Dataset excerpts
Issue #290, opened 2024-05-01
Publishing charms from release branches check the branch-protections of the main branch


addyess:
The publish-charm workflow only ever checks the `main` branch for the branch protection rules, and ignores release branches.  The workflow should at least accept an alternate branch or use the branch based on the workflow event which is triggering this job:

```yaml
  branch-up-to-date-check-enabled:
    runs-on: ubuntu-22.04
    steps:
      - uses: octokit/request-action@v2.3.0
        id: get-branch-protection
        env:
          GITHUB_TOKEN: ${{ secrets.REPO_ACCESS_TOKEN }}
        with:
          route: GET /repos/{owner}/{repo}/branches/{branch}/protection/required_status_checks
          repo: ${{ github.event.repository.name }}
          owner: ${{ github.event.repository.owner.login }}
          branch: main       # <---------- fixed to the main branch
      - run: |
          if [ ${{ fromJson(steps.get-branch-protection.outputs.data).strict }} != "true" ]; then
            echo "::error::Strict checks are not enabled for this repository"
            exit 1
          fi
```

cbartz:
I think we no longer check for branch protection rules since a major rewrite, correct @weiiwang01 ?

weiiwang01:
> I think we no longer check for branch protection rules since a major rewrite, correct @weiiwang01 ?

Yes, I think they have all been removed.

PR #291, opened 2024-05-01
Check branch-protection of branch where this workflow is run

addyess:
Issue: https://github.com/canonical/operator-workflows/issues/290

### Overview

Remove the hard-coded link to the `main` branch on the charm to support branch protection checks on release branches

### Rationale

On push to a main branch, it makes sense to push to `latest/edge`, so one should check the branch protection rules of `main`
On push to a `release-xxx` branch, a charm could publish the xxx/edge and ought to check branch protection rules of that `release-xxx` branch

### Workflow Changes

Look up the active branch based on the workflow event:

### Checklist

### DIFF
--- a/.github/workflows/publish_charm.yaml
+++ b/.github/workflows/publish_charm.yaml
@@ -42,6 +42,11 @@ jobs:
   branch-up-to-date-check-enabled:
     runs-on: ubuntu-22.04
     steps:
+      - env:
+          BRANCH: ${{ github.base_ref || github.ref }}
+        run: |
+          BRANCH=${BRANCH#refs/heads/}  # strip off refs/heads/ if it exists
+          echo "BRANCH=${BRANCH}" >> "$GITHUB_OUTPUT"
       - uses: octokit/request-action@v2.3.0
         id: get-branch-protection
         env:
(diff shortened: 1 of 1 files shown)


.github/workflows/publish_charm.yaml
```diff
@@ -42,6 +42,11 @@ jobs:
   branch-up-to-date-check-enabled:
     runs-on: ubuntu-22.04
     steps:
+      - env:
+          BRANCH: ${{ github.base_ref || github.ref }}
```
cbartz, line 46: I don't think this will work if the workflow is triggered by the `release` event, as `github_ref` will be equal to a tag (which cannot have branch protection with status check). We should add a short explanation to the docs with the supported events.
https://docs.github.com/en/actions/learn-github-actions/contexts#github-context

cbartz (commented):
@addyess You may be interested in reviewing https://github.com/canonical/operator-workflows/pull/285 , which will also change the Publish Charm workflow.

.github/workflows/publish_charm.yaml
cbartz: Yes, but my point is that other users might try to trigger the workflow on the `release` event, which might fail. Maybe an edge case, but I still think it is worth adding a one-liner in the docs about which workflow events are supported (push, workflow_dispatch, pull_request) to avoid having to troubleshoot this in the future if someone complains.

cbartz:
/canonical/self-hosted-runners/run-workflows d158e2224d77eff10ed591b5ee084e25e55594e3

.github/workflows/publish_charm.yaml
arturo-seijas: @addyess , if you could add a small explanation with this in the readme that'd be great

PR #293, opened 2024-05-02
Support publishing artifacts from a GH run with different artifact names

addyess:
Charm and Image gh artifacts are generally stored with the following names
* ${CHARM_NAME}-charm
* ${CHARM_NAME}-images

If publishing for multiple architectures, it may be necessary for the same action run to publish multiple artifacts with different names for the same charm.

See [this PR run](https://github.com/canonical/k8s-operator/actions/runs/8928656974/job/24524990044) 
where the same charm creates multiple charm artifacts based on the support architectures.

When the publish workflow is called, it should pull the appropriate artifacts from the run.  
The example PR run above has artifacts named `k8s-arm64-charm` and `k8s-amd64-charm` produced.  For the call to this workflow to complete, i will update the call to include the `artifact-format` input:

```yaml
    with:
      channel: latest/edge
      working-directory: ${{ matrix.charm.path }}
      tag-prefix: ${{ matrix.charm.tagPrefix }}
      artifact-format: '${CHARM_NAME}-${{matrix.strategy.arch}}'
```

### DIFF
--- a/.github/workflows/publish_charm.yaml
+++ b/.github/workflows/publish_charm.yaml
@@ -10,6 +10,20 @@ on:
         required: true
         type: string
         description: 'Destination Channel'
+      artifact-format:
+        type: string
+        default: ""
+        description: |
+          Charm and Image gh artifacts are generally stored with the following names
+            * ${CHARM_NAME}-charm
+            * ${CHARM_NAME}-images
+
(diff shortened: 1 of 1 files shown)


addyess:
@cbartz and @arturo-seijas Hope you'll consider this or offer a better suggestion

PR #313, opened 2024-05-09
build on configurable architecture

addyess:
### Overview
Support multi-arch builds of charms and images

### Details
In light of the new better-builder which plans builds and integration tests, I'd like to propose we allow the workflows to be called from multiple architectures. 

I have charms which need to be built for ARM64 and AMD64... and while they could be planned together, the better-builder does not yet support that.  Like-wise, to run the integration tests on the resultant charms, the integration tests require different architectures as well.  This proposal introduces a `builder-runner-label` which defaults to `ubuntu-latest` but can also be set to `ARM64` to engage the self-hosted runners in the organization to build the arm64 version of the charms.  Then using the `self-hosted-runner-label`, I can have integration tests ALSO run on each architecture.

Lastly, using the new `identifier` field, i can identify the plans with either an `amd64` or `arm64` architecture. 

Replaces work done for: https://github.com/canonical/operator-workflows/pull/293


addyess:
@weiiwang01 @arturo-seijas @cbartz 

I hope this works is clear for enabling arm64 builds of charms.  I do like the build plan feature and i've tried to incorporate it here:

https://github.com/canonical/k8s-operator/pull/94

arturo-seijas (approved):
LGTM, thx

amandahla (approved):

arturo-seijas:
/canonical/self-hosted-runners/run-workflows 23599d022a3489bad04054b75156e227913af54c

addyess:
> @arturo-seijas why did this get closed? Was there something i should have done better?

oh, you've re-opened.  Disregard 👍🏻

PR #985, opened 2026-04-03
Depreciated Jira workflow. Use https://github.com/canonical/gh-jira-sync-bot instead

seb4stien:
Platform Engineering has fully transitioned to https://github.com/canonical/gh-jira-sync-bot which is reacher in terms of features.

Based on this search, there are two external repositories that are referencing it because they are based on PFE charm template but they are not very active and most likely never configured it https://github.com/search?q=org%3Acanonical+canonical%2Foperator-workflows%2F.github%2Fworkflows%2Fjira.yaml&type=code


arturo-seijas (commented):
This effectively removes the workflow, which seems to contradict with the message

arturo-seijas (approved):

PR #997, opened 2026-04-13
Fix/terraform tests with lxd and k8s

seb4stien:
### Overview

Use a single-controller when both lxd and k8s providers are requested.

### Rationale

To simplify tests, it's easier to have a single controller.

### Workflow Changes

- Boostrap lxd first if requested.
- Add k8s as a cloud to lxd if requested.

Tested on https://github.com/canonical/wazuh-server-operator/actions/runs/24353750976/job/71115005146 

### Checklist


.github/workflows/terraform_modules_test.yaml
```diff
@@ -9,6 +9,9 @@ name: Terraform modules tests
 on:
   workflow_call:
     inputs:
+      additional-setup-script:
```
swetha1654, line 12:
```suggestion
      additional-terraform-setup-script:
```
to be more explicit

.github/workflows/terraform_modules_test.yaml
```diff
@@ -88,21 +91,32 @@ jobs:
...
         sudo k8s config | juju add-k8s tfk8s --client
-        juju bootstrap tfk8s
-        juju add-model tf-testing-k8s --controller tfk8s
-    - name: Prepare environment for Terraform tests with lxd controller
-      if: ${{ inputs.lxd-controller }}
-      run: |
-        sudo snap install lxd
-        juju bootstrap localhost lxd
-        juju add-model tf-testing-lxd --controller lxd
+        if [ "$LXD_ENABLED" == "true" ]; then
```
javierdelapuente: So as input variables we have for this workflow:
k8s-controller
lxd-controller
k8s-channel

If we put 
k8s-controller True and lxd-controller False, it creates an k8s-controller
k8s-controller False and lxd-controller True, it creates an lxd-controller
k8s-controller True and lxd-controller True, it creates an lxd-controller and puts the k8s cloud in the lxd controller.

I think the naming of the variables is not confusing and requires a refactor.

seb4stien: Would you have a proposal?
Most of the time we will fall into a correct name [k8s|lxd]-controller. So "most" of the time the naming is correct :)

Another option could be to forget about the booleans and go for something like "juju-deployment: [k8s-only|lxd-only|lxd+k8s-cloud]", WDYT?

.github/workflows/terraform_modules_test.yaml
seb4stien: Not sure. It can actually be anything that has to be run before the terraform steps.

.github/workflows/terraform_modules_test.yaml
javierdelapuente: I mean, if k8s-controller True and lxd-controller True, I would expect two controllers to be created (that could be a valid use case, using cross controller relations). The description for `k8s-controller` is `Whether to use a Kubernetes controller for testing.`, but if we have the lxd-controller, it is a different thing.

Yeah, I think the non booleans is a good approach.

seb4stien: After thinking about it it would have been a breaking change that would have required to update all repositories. So I introduced a third boolean, and there is a test to be sure that only one of the options is selected. WDYT?

javierdelapuente (approved):

PR #998, opened 2026-04-14
fix: explicitly declare CHARMHUB_TOKEN in workflow_call

ximilian:
### Overview

This PR modifies the promote_charm.yaml reusable workflow to explicitly declare `CHARMHUB_TOKEN` as a required secret in the `workflow_call` trigger.

### Rationale

Currently, this workflow uses `${{ secrets.CHARMHUB_TOKEN }}` within its jobs but does not declare it in the `on: workflow_call: secrets:` block. This creates two issues:
1. **Implicit Dependency:** Calling workflows are forced to use `secrets: inherit` because GitHub Actions prevents passing secrets explicitly to a workflow that hasn't "asked" for them.
2. **Validation:** Users attempting to pass the secret explicitly (e.g., for better security or because their local secret name differs) encounter a workflow validation error.

### Workflow Changes

- Added `secrets: CHARMHUB_TOKEN` to the `workflow_call` configuration.
- Marked the secret as `required: true` since the `promote-charm` job cannot function without it.

- **Backward Compatible:** Users currently using `secrets: inherit` will see no change in behavior; their workflows will continue to work.
- **Improved Security:** Users can now opt to pass only the specific secret required rather than inheriting the entire repository secret context.

### Checklist

- [ ] The [contributing guide](https://github.com/canonical/is-charms-contributing-guide) was applied


weiiwang01 (approved):

.github/workflows/promote_charm.yaml
```diff
@@ -45,6 +45,10 @@ on:
         description: Charmcraft channel to use for promoting the charm.
         type: string
         default: latest/stable
+    secrets:
+      CHARMHUB_TOKEN:
+        required: true
```
shan-96, line 50: making it required will break workflows of repos that do not explicitly provide it.

```suggestion
```

ximilian: but making not required will wast CI time because it is needed

Osama-Kassem: AFAIU, `CHARMHUB_TOKEN` was always required, it was just never documented as such. Explicitly documenting the secret and marking it as required will not break existing workflows using `secrets: inherit`.

Osama-Kassem (approved):

shan-96 (approved):

seb4stien (approved):

javierdelapuente (approved):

What is being asked = Which lines of the data contain "following"? Copy them all.

Output below =
Charm and Image gh artifacts are generally stored with the following names
+          Charm and Image gh artifacts are generally stored with the following names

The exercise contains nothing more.